En familia 2

Suena duro, e instintivamente uno se resiste a educar a sus hijos para que pierdan. ¿Quién en su sano juicio va a querer tener un hijo perdedor?

Suena duro, e instintivamente uno se resiste a educar a sus hijos para que pierdan. ¿Quién en su sano juicio va a querer tener un hijo perdedor?

Pero, al detenerme a pensar mejor en el asunto, me doy cuenta de que la palabra está bastante denigrada y que ser perdedor no se trata de algo bueno o malo, sino simplemente de algo que nos ocurre a todos más de una vez en la vida. Es una probabilidad real, un lugar en el que ya hemos estado varias veces.

Y el siguiente pensamiento es: si se trata de algo inevitable, ¿por qué no preparar a mi hijo para eso?

Quizás tenemos demasiado miedo a perder. Es verdad que uno se desilusiona y entristece cuando pierde, uno la pasa mal, muy mal. Pero también es cierto que lo que se aprende y fortalece con cada pérdida es invaluable. En verdad, invaluable.

Esto no es una apología al fracaso. No, nada que ver. Decir que eduquemos a nuestros hijos -e incluso nos eduquemos a nosotros mismos- en el arte de perder es algo muy diferente. Lo que quiero decir es que tenemos que aprender a dar validez a los triunfos de los demás, que tenemos que estar preparados para cuando las cosas no nos salgan bien o no sean como queremos, porque si no lo estamos, nos va a costar mucho dejar ir la frustración, aprender y levantarnos del fracaso. Siempre vamos a estar rumiando contra los que consideramos ineptos, se atravesaron en nuestro camino y nos lo echaron a perder.

Saber perder nos libera de los egoísmos, nos hace generosos y nos granjea mejores relaciones sociales.
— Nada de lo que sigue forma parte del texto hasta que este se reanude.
PR #939, opened 2017-11-14
change "Length on ref" to "Seq length on ref"

colindaven:
I wanted to change "Length on ref" to "Seq length on ref" as the former is most frequently used with the "Seq length" tag.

Un ejemplo: si en un torneo deportivo el que se siente perdedor pierde el control y agrede al que un marcador dio la victoria, entonces se empaña el sabor de la victoria, y el sabor de la derrota se hace más amargo de lo que en verdad es. En cambio, si somos capaces de reconocer que el otro hizo los méritos necesarios para el triunfo y que eso no tiene que ver con nuestra capacidad o valor, podremos estrechar manos, aplaudir y luego aprender en qué fallamos para intentarlo mejor la próxima vez. Quizá también podamos reconocer que, aunque le faltaron méritos, la suerte lo arropó y le fue mejor que a mí. Pero eso también nos libera.

Perder no nos pone en peligro, no atenta contra nuestra capacidad e inteligencia, no nos hace mediocres o débiles. Aprender a perder nos ayuda a fortalecernos, a ser mejores amigos, hermanos, esposos, compañeros... personas. Perder es solamente parte del juego. Nada más.